Emmanuel Hocquard , Les Élégies

Poésie res­tante

Rassem­blées pour la pre­mière fois en livre chez P.O.L, Les Elé­gies  ont été écrites de 1969 à 1989. Elles sont signi­fi­ca­tives d’une stra­té­gie qui sort la poé­sie de son brouet bio­gra­phique pour le pro­je­ter vers ce qui le nour­rit à l’origine  à tra­vers ce genre essen­tiel­le­ment lyrique :  à savoir,  nar­cis­sisme,  états d’âme,  dou­leur, amour,  sou­ve­nirs,  sou­pirs et regrets. Ces élé­ments aussi cultu­rels que dou­teux, Hoc­quard les ébranle car ils entre­tiennent de facto une sorte de « mutisme » de la langue. Ce fai­sant, il réha­bi­lite et réha­bite un genre devenu « décep­tif » et dévi­ta­lisé. Il s’en réap­pro­prie ses restes ou ce qu’il nomme « un reste de poé­sie ». 
La néga­ti­vité élé­giaque se trans­forme et s’intensifie à tra­vers ce que le poète dévi­ta­lise. La réa­lité et la sub­jec­ti­vité se jux­ta­posent là où le monde en sa repré­sen­ta­tion poé­tique ne devient qu’un « maga­sin d’accessoires ». Ce qu’on nomme le sen­ti­ment élé­giaque est donc poussé à bout jusqu’à ses consé­quences extrêmes : la nou­velle « mélan­co­lie » du verbe rap­pelle com­bien le poids de la réa­lité et de la bio­gra­phie ont pesé sur lui de manière oppressante.

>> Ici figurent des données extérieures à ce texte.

Issue #144, opened 2026-01-08
SDK example code is not working (Python, JS, etc.)


Pradumnasaraf:
The example code for the SDK (Python, JS, etc.) is not working. This is a known issue and has already been noticed by Yann and others involved in the SDK work. 

Creating this issue for the sake of the QA process. https://www.notion.so/kestra-io/SDK-2df36907f7b5809fb3c1c1550df56102?v=2df36907f7b5803a9f8e000c06287943&source=copy_link

jymaire:
Wait for SDK rework to be completed by @nkwiatkowski  before to start this issue

jymaire:
Examples to fix are the ones in docs : https://github.com/kestra-io/client-sdk/tree/main/python/python-sdk/docs

jymaire:
@Pradumnasaraf work done on the four SDK. Will be taken in next release

Pradumnasaraf:
Thank you, @jymaire 🙏

PR #266, opened 2026-06-05
fix(python): repair broken SDK examples (#144) and keep them in sync via tests + CI

jymaire:
Fixes the broken Python SDK examples reported in #144, and adds tooling so the
examples can't silently drift from the SDK again.

## Why
The Python API classes were hand-written in #237, but the README example and the
generated per-API `docs/*.md` still reflected the old OpenAPI-generated shape —
so essentially every documented Python example was broken (wrong accessor, wrong
argument order, calls to renamed/removed methods, invalid keyword args, missing
`pprint` import).

### 1. Repair the examples (`fix(python)` commit)
- **README_PYTHON_SDK.md**: correct `search_flows` (tenant-first, defined var).
- **docs/*.md (10 files)**:
  - accessor `kestra_client.FlowsApi.*` → `kestra_client.flows.*` on all ~176 calls
    (incl. `KVApi`→`kv`, `ServiceAccountApi`→`service_account`, `TestSuitesApi`→`test_suites`);
  - fix 37 mis-ordered calls to the tenant-first hand-written signatures;
  - drop nonexistent `q=` (search_groups/search_roles), fix `file_upload=`→`file_content=`;
  - add the missing `from pprint import pprint` to every example block;
  - rename 4 stale methods, remove 3 sections for methods that no longer exist.

### 2. Keep them in sync (`feat(python)` commit) — see `design/examples-as-source-of-truth.md`
**Curated README example → single source of truth**
- `testApis/basic_sdk_usage_example.py`: the search+create-flow example, exercised
  end-to-end against live Kestra by `test_basic_sdk_usage_example.py`.
- `test-utils/embed_snippets.py`: language-agnostic injector; `--check` fails CI on
  drift, `--write` fixes it. The README usage block is injected from the tested file.

**Generated reference docs → validated against the code**
- `scripts/validate_doc_examples.py`: static validator (AST, no live server) that checks
  every `docs/*.md` example against the hand-written signatures.
- `generate-sdks.sh`: dropped the dead doc post-processor (wrong path; mangled
  `ServiceAccountApi`) and gated generation on the validator instead.

**CI**: both static checks run early in `python-sdk.yml`, before the Docker test.

## Testing
- Static checks pass locally: validator, injector `--check`, `py_compile`, `bash -n`.
- The validator was confirmed to **fail** on a deliberately mis-ordered call.
- ⚠️ The new live example test (`test_basic_sdk_usage_example.py`) was **not** run against
  a Kestra container locally — opening as draft to verify on CI.

## Scope
Python only. JavaScript / Java already have tested examples that can be wired to the same
injector; Go needs one. Fully retiring the legacy Python OpenAPI generation path is a
larger follow-up (see design doc §7).

### DIFF
--- a/design/examples-as-source-of-truth.md
+++ b/design/examples-as-source-of-truth.md
@@ -1,6 +1,6 @@
 # Keeping SDK examples correct: examples as a single source of truth
 
-**Status:** Proposal / design — no implementation yet
+**Status:** Implemented for Python (this branch / PR #266); JavaScript, Java and Go pending (see §5)
 **Motivation:** [issue #144](https://github.com/kestra-io/client-sdk/issues/144) — "SDK example code is not working (Python, JS, etc.)"
 **Author:** (draft for review)
 
--- a/design/examples-as-source-of-truth.md
+++ b/design/examples-as-source-of-truth.md
@@ -1,0 +1,189 @@
+# Keeping SDK examples correct: examples as a single source of truth
+
+**Status:** Proposal / design — no implementation yet
+**Motivation:** [issue #144](https://github.com/kestra-io/client-sdk/issues/144) — "SDK example code is not working (Python, JS, etc.)"
+**Author:** (draft for review)
+
+## 1. Problem
+
+The SDK ships example code in two distinct surfaces, and **both drift out of sync with the actual SDK** because they are hand- or generator-copied snapshots that nothing verifies:
+
+1. **Curated "getting-started" examples** — the snippets in the root `README_*_SDK.md` files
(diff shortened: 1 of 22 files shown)


design/examples-as-source-of-truth.md
```diff
@@ -0,0 +1,189 @@
+# Keeping SDK examples correct: examples as a single source of truth
+
+**Status:** Proposal / design — no implementation yet
```
fdelbrayelle: If this PR respect this decision then it's supposed to be already approved?

fdelbrayelle (approved):

PR #278, opened 2026-06-15
release(java): Java SDK 1.0.12

jymaire:
Java-only release of the Java SDK as **1.0.12** onto the `releases/v1.3.x` line.

## What this does
- Syncs the entire `java/` tree up to `main`'s state (9 Java commits' worth of changes).
- Bumps `java/java-sdk/gradle.properties` → `version=1.0.12`.
- **Scoped to `java/**` only** — `go-sdk/`, `python/`, `javascript/`, and `test-utils/` are untouched, so merging triggers **only** the Java SDK release workflow (the others are path-gated).

## On merge
Pushing to `releases/v1.3.x` runs the test job, then `publish` → Maven Central (`io.kestra:java-sdk:1.0.12`), a GitHub release with jars, and a Slack notification.

## Notes / risks
- The release branch carries an **older `java-sdk.yml`** (no `EmbedSnippets` README-sync step), so the missing `test-utils/EmbedSnippets.java` is not a problem here.
- Synced tests from `main` may reference newer `test-utils/` fixtures absent on `releases/v1.3.x`; if the test job fails on that, publish via `workflow_dispatch` with `skip-test: true`.


java/java-sdk/gradle.properties
```diff
@@ -1 +1 @@
-version=1.3
+version=1.0.12
```
jymaire, line 1: nope, to check

PR #286, opened 2026-06-17
ci(javascript): move npm release publish to tag-only release

jymaire:
Backport of #285 to the `releases/v1.3.x` line — moves the JavaScript SDK release to the tag-only model (terraform-provider-kestra / kestractl), mirroring the Python (#282) and Java (#284) backports.

## What changed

Les Elé­gies deviennent donc un moyen d’en finir avec tout bio­gra­phisme. Elles se trans­forment en « mai­sons de verre aux façades réflé­chis­santes où se dis­sipent les images  ». En même temps, l’élégie retourne à ses fon­de­ments latins. Hoc­quard revient en effet à ce qu’il nomme « une petite langue », une langue uti­li­taire et pauvre déga­gée d’adjectifs ou d’images. Cette poé­sie n’est plus qu’une « petite langue domes­tique à l’intérieur de la langue géné­rale». A l’enchevêtrement lyrique se sub­sti­tue une mise à nu du lan­gage. Celui-ci retrouve sa capa­cité à trai­ter ses propres ombres « comme des objets rési­duels dis­po­sés sur une table ou le marbre d’une che­mi­née ».
Hoc­quard retourne donc le concept d’élégie  en la déga­geant de tout pathos.
Ne demeure que l’objectivité des traces lit­té­rales déga­gées de la sphère de l’intime. Le poète entonne donc dans l’atonalité ver­bale le deuil du lyrisme avec un parti-pris de mini­ma­lisme et de blan­cheur. Mal­larmé, Reverdy ne sont pas loin mais l’auteur pousse leur poé­tique de manière radicale.

La poé­sie sort de la pro­fé­ra­tion d’un émoi nar­cis­sique et sub­jec­tif. Elle retourne le pré­sent contre le passé et le futur. Ce n’est plus le temps qui efface ou déporte : tout reste « ter­ri­ble­ment intact » là où naît la vraie souf­france. Aux sou­ve­nirs illu­soires fait place la pré­sence obsé­dante d’objets. Ils deviennent la contre­si­gna­ture de la per­sis­tance de la dis­pa­ri­tion. Le temps appa­raît telle une sur­face où le  « je me sou­viens » de Pérec se décline selon une nou­velle donne.
Hoc­quard semble dans cette pos­ture le par­fait opposé de Prigent et Nova­rina. Mais de fait, par une voie per­pen­di­cu­laire à la leur, comme eux il crée un retour­ne­ment poé­tique, défait la langue afin que sur­gisse une voix pri­mi­tive et sourde éloi­gnée autant de la mime­sis que d’une spi­ri­tua­lité qui n’est sou­vent qu’un cache-misère.

jean-paul gavard-perret

Emma­nuel Hoc­quard, Les Élé­gies, Col­lec­tion Poésie/Gallimard (n° 513), Gal­li­mard, Paris, 2016.